Not all threats to wi-fi networks are so advanced in their nature. One of the most serious consequences of a compromised network is that it will become unavailable, and hence damage the user’s productivity and interaction with clients.
It might surprise some organisations, however, to find they are actively inviting onto their premises the very technology likely to take their network down. Its location? The kitchen.
“A microwave oven can interfere with the ability to get your wireless connection properly,” Vizstone’s Soares says. “But it is not the type of thing you think of when you think of a denial of service attack.”
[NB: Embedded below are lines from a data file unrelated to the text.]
PR #840, opened 2019-02-27
adds migration to increase a post's text character limit from 255 to 500

chloealee:
#### What's this PR do?
adds migration to increase a post's text character limit from 255 to 500

👀 

#### Relevant tickets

Unfortunately both microwave ovens and wi-fi operate on the same frequency: 2.4 GHz. Hence Soares says when designing a network for clients her team will pay close attention to the layout of the area to be covered, creating a heat map and ensuring that it can traverse difficult areas such as lift cores and kitchens, while not leaking too much signal to the outside world.
“If you walk away from that building and can still see their wireless network, that is a security threat,” Soares says.
Vizstone takes a lot of effort to fine-tune the wireless so that, as much as possible, it is only visible within the company itself.
“When we come to wireless we just have to be far more rigid around the security aspects that we bring in to it,” Soares says. “So authenticating every device, authenticating every user, ensuring that we are using the highest security parameter that we possibly can when implementing the wireless networks themselves.
“It is different types of issues you are dealing with, which means that you have to come at in with a slightly different way of thinking.”